[Start of Attachment]

PR #19594, opened 2025-03-13
test/robustness: rename makefile.mk to Makefile

ivanvc:
This idea came from a robustness meeting where @serathius explained how the robustness tests `Makefile` was structured. Renaming the file to `Makefile` allows users to execute `make` commands from the `tests/robustness` directory. However, to also be able to import it from the top-level `Makefile`, we need to ensure that we are not using relative directories. This is simple to achieve by introducing variables to the repository's top-level, and executing the top-level `make`/`Makefile` from the robustness by using make's `--directory` argument.

/cc @serathius

### DIFF
--- a/tests/robustness/Makefile
+++ b/tests/robustness/Makefile
@@ -1,68 +1,76 @@
+REPOSITORY_ROOT := $(shell git rev-parse --show-toplevel)
+
 .PHONY: test-robustness-reports
-test-robustness-reports: export GOTOOLCHAIN := go$(shell cat .go-version)
+test-robustness-reports: export GOTOOLCHAIN := go$(shell cat $(REPOSITORY_ROOT)/.go-version)
 test-robustness-reports:
-	cd ./tests && go test ./robustness/validate -v --count 1 --run TestDataReports
+	cd $(REPOSITORY_ROOT)/tests && go test ./robustness/validate -v --count 1 --run TestDataReports
 
 # Test main and previous release branches
 
+# Note that executing make at the top-level repository needs a change in the
+# directory. So, instead of calling just $(MAKE) or make, use this
+# $(TOPLEVEL_MAKE) variable.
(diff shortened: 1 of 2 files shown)


tests/robustness/Makefile
```diff
@@ -113,10 +121,10 @@ $(GOPATH)/bin/gofail: tools/mod/go.mod tools/mod/go.sum
 	cd /tmp/etcd-v3.5.$*-failpoints/; \
 	  git clone --depth 1 --branch v3.5.$* https://github.com/etcd-io/etcd.git .; \
 	  go get go.etcd.io/gofail@${GOFAIL_VERSION}; \
-	  (cd server; go get go.etcd.io/gofail@${GOFAIL_VERSION}); \
-	  (cd etcdctl; go get go.etcd.io/gofail@${GOFAIL_VERSION}); \
-	  (cd etcdutl; go get go.etcd.io/gofail@${GOFAIL_VERSION}); \
-	  (cd tools/mod; go get go.etcd.io/gofail@${GOFAIL_VERSION}); \
+	  (cd $(REPOSITORY_ROOT)/server; go get go.etcd.io/gofail@${GOFAIL_VERSION}); \
```
serathius, line 124: Don't think those packages should be changed. They are relative to the `cd /tmp/etcd-v3.5.$*-failpoints/`. This applies to all binaries built in `/tmp/etcd-*`

ivanvc: Ah, right. Makes sense. Reverting these.

Maybe a dumb question, but why are they using the `gofail` version specified in the parent repository `tools/mod`? Shouldn't they be using the version from the cloned repository?

ivanvc: Makes sense, thanks for the explanation.

I'm just making a mental note for myself: We assume the latest version is always backward compatible.

serathius (approved):

serathius:
This is really awesome!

[End of Attachment]

Report all lines of the data that include the word "count".

-	cd ./tests && go test ./robustness/validate -v --count 1 --run TestDataReports
+	cd $(REPOSITORY_ROOT)/tests && go test ./robustness/validate -v --count 1 --run TestDataReports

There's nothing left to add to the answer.